What to do:
Copy all records verbatim.

----- Input for this task

PR #120, opened 2018-09-26
Add CUDA scan support to CPy (temporary)

adityapb:
I don't know if there will be any licensing issues with this

### DIFF
--- a/pysph/cpy/transpiler.py
+++ b/pysph/cpy/transpiler.py
@@ -174,7 +174,6 @@ class Transpiler(object):
             __constant__ double pi= 3.141592654f;
             ''')
 
-
     def _handle_symbol(self, name, value):
         backend = self.backend
         value_type = type(value)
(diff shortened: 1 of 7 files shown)


pysph/cpy/transpiler.py
```diff
@@ -123,7 +123,7 @@ def __eq__(self, other):
 
 
 class Transpiler(object):
-    def __init__(self, backend='cython'):
+    def __init__(self, backend='cython', incl_cluda=True):
```
prabhuramachandran: I think we should include cluda all the time so we might as well remove that option.  Do you see a case where we will not want to include the cluda preamble?

adityapb: The GenericScanKernel for both opencl and cuda include CLUDA by default and it adds a prefix to some of the terms to avoid collision with the user's code. By adding it again, we are redefining some macros, opencl works fine but nvcc gives and error

adityapb: No, I mean we're including the cluda preamble when GenericScanKernel already does it by default (see [this](https://github.com/adityapb/pysph/blob/0622d1b37f8f96975aee5917ea1fd099688e594d/pysph/cpy/cuda.py#L95)). So it ends up being added twice and so we accidentally redefine some macros which gives a compilation error with nvcc

prabhuramachandran: Got it.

----------

Response box:
PR #120, opened 2018-09-26
Add CUDA scan support to CPy (temporary)

adityapb:
I don't know if there will be any licensing issues with this

### DIFF
--- a/pysph/cpy/transpiler.py
+++ b/pysph/cpy/transpiler.py
@@ -174,7 +174,6 @@ class Transpiler(object):
             __constant__ double pi= 3.141592654f;
             ''')
 
-
     def _handle_symbol(self, name, value):
         backend = self.backend
         value_type = type(value)
(diff shortened: 1 of 7 files shown)


pysph/cpy/transpiler.py
```diff
@@ -123,7 +123,7 @@ def __eq__(self, other):
 
 
 class Transpiler(object):
-    def __init__(self, backend='cython'):
+    def __init__(self, backend='cython', incl_cluda=True):
```
prabhuramachandran: I think we should include cluda all the time so we might as well remove that option.  Do you see a case where we will not want to include the cluda preamble?

adityapb: The GenericScanKernel for both opencl and cuda include CLUDA by default and it adds a prefix to some of the terms to avoid collision with the user's code. By adding it again, we are redefining some macros, opencl works fine but nvcc gives and error

adityapb: No, I mean we're including the cluda preamble when GenericScanKernel already does it by default (see [this](https://github.com/adityapb/pysph/blob/0622d1b37f8f96975aee5917ea1fd099688e594d/pysph/cpy/cuda.py#L95)). So it ends up being added twice and so we accidentally redefine some macros which gives a compilation error with nvcc

prabhuramachandran: Got it.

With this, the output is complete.